> _Input data_
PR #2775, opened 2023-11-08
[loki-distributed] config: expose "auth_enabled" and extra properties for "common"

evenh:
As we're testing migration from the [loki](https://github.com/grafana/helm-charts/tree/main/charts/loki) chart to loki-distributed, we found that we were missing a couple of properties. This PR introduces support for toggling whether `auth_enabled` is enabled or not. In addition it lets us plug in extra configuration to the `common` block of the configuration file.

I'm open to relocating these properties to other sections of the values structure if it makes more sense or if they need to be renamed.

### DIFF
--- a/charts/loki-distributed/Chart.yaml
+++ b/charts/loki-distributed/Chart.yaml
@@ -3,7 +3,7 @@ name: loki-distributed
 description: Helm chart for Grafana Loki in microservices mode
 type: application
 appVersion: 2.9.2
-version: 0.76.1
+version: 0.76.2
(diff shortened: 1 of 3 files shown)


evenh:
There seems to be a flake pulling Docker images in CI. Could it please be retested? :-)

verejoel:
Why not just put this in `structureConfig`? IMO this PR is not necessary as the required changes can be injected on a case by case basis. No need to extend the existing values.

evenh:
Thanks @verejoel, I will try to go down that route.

...

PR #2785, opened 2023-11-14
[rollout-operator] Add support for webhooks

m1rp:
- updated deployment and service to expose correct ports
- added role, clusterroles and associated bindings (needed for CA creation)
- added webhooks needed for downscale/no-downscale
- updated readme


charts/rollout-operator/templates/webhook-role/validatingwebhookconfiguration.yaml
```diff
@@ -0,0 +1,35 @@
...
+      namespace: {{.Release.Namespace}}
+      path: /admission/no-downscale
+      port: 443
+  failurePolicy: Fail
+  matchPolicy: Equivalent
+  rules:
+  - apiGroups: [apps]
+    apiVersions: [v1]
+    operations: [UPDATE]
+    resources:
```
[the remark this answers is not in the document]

> _How to complete this task_
In the listing above, find the line with "appVersion: 2.9.2" and the line with "Thanks @verejoel, I", then reproduce both and every line between them exactly.

> _Result of this task_
 appVersion: 2.9.2
-version: 0.76.1
+version: 0.76.2
(diff shortened: 1 of 3 files shown)


evenh:
There seems to be a flake pulling Docker images in CI. Could it please be retested? :-)

verejoel:
Why not just put this in `structureConfig`? IMO this PR is not necessary as the required changes can be injected on a case by case basis. No need to extend the existing values.

evenh:
Thanks @verejoel, I will try to go down that route.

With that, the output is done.